Necessary tools and machines

USB cable
Computer

Apps and online services

About this project

Video

Overview

Usually alarms and other RF electronics have 2 main frequencies: 315 Mhz and 433 Mhz - the signals are usually modulated FSK or ASK.

FSK (frequency shift keying) modulation means that the signal is encoded by rapid changes in frequency (0 has a frequency, and 1 has some other close frequency)

ASK (amplitude shift keying) modulation means that the signal is encoded by changes in amplitude (no amplitude for 0, max amplitude for 1).

In my test, the alarm system is using 433 Mhz ASK modulation (the most common), and I'll try to copy and clone the signal with an Arduino Uno and two modules, one for receiving 433 MHz signals and one for transmitting them. The modules can be found on eBay for under a dollar per pair.

If you like this you can subscribe to my YouTube channel. Thanks!

What we need

So, for the experiment we'll need:

1. Arduino UNO

2. USB cable

3. 6 male-female breadboard cables

4. A pair of 433 Mhz ASK RF module

5. A pair of 433 Mhz antennas

6. A computer with Arduino IDE installed

7. The RemoteSwitch library, it can be downloaded here.

Wiring up:

1. The transmitter (the square one) goes to Ground and VIN and digital pin 11 of the Arduino Uno.

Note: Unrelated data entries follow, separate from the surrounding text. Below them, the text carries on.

PR #69, opened 2022-05-06
Add API to expose ServiceStatusHandle as_raw_handle

schultetwin1:
This is needed for users who want to pass SERVICE_STATUS_HANDLE into
other Windows APIs such as the RegisterPowerSettingNotification API

https://docs.microsoft.com/en-us/windows/win32/api/winuser/nf-winuser-registerpowersettingnotification

---
This change is [Reviewable](https://reviewable.io/reviews/mullvad/windows-service-rs/69)

### DIFF
--- a/src/service_control_handler.rs
+++ b/src/service_control_handler.rs
@@ -1,6 +1,7 @@
 use std::ffi::OsStr;
 use std::io;
 use std::os::raw::c_void;
+use std::os::windows::prelude::{RawHandle, AsRawHandle};
 use widestring::WideCString;
 use windows_sys::Win32::{
     Foundation::{ERROR_CALL_NOT_IMPLEMENTED, NO_ERROR},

2. The receiver (the rectangle) goes to Ground, 5V and digital pin 2.

3. Plug the USB.

Note: check the pictures attached to see how the pins can be identified and the video for more details.

Uploading the code:

1. Download and install RemoteSwitch library (click the URL).

2. Select the "Retransmitter" sketch and upload it.

After the sketch is finished uploading, it will sniff 433 signals and replay them after 5 seconds. And that's it - with very cheap components and little work the signals from the remote control or sensors can be cloned.

Preventing interference

Some attacker can place a small device near your home to record the signals and he can play them back to disarm the alarm.

How can we protect ourselves against this kind of attack?

Look for an alarm system that offer encryption and rolling codes for the remote control and sensors. Some systems have an alternative alarm by SMS or voice call. It's safer.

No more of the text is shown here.